§ Exercise prompt
Return only the tail of the data below, word for word: the line with "- [x] Manually" and each line after it through the final one.

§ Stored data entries
● ● ● ● ● ● ●

PR #1161, opened 2022-03-07
Rebase and simplification of #870

neiljp:
**What does this PR do?**  

This is a rebase and simplification of #870, which is a partial fix for #774.

I'd appreciate feedback from anyone who contributed to that issue.

**Tested?** 
- [x] Manually

**Commit flow** 

After rebasing and fixing formatting, this splits the original PR into a refactor and feature commit. Around these there are various simplifying commits, most of which I expect to squash with those two before merging - though I may leave them in this PR for future reference by others in terms of tidying a previous PR.

**Notes & Questions** 

This doesn't fully fix the issue, since it doesn't handle private messages, so anyone is welcome to take that up separately.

● ● ● ● ● ● ●

§ Response to the task
- [x] Manually

**Commit flow** 

After rebasing and fixing formatting, this splits the original PR into a refactor and feature commit. Around these there are various simplifying commits, most of which I expect to squash with those two before merging - though I may leave them in this PR for future reference by others in terms of tidying a previous PR.

**Notes & Questions** 

This doesn't fully fix the issue, since it doesn't handle private messages, so anyone is welcome to take that up separately.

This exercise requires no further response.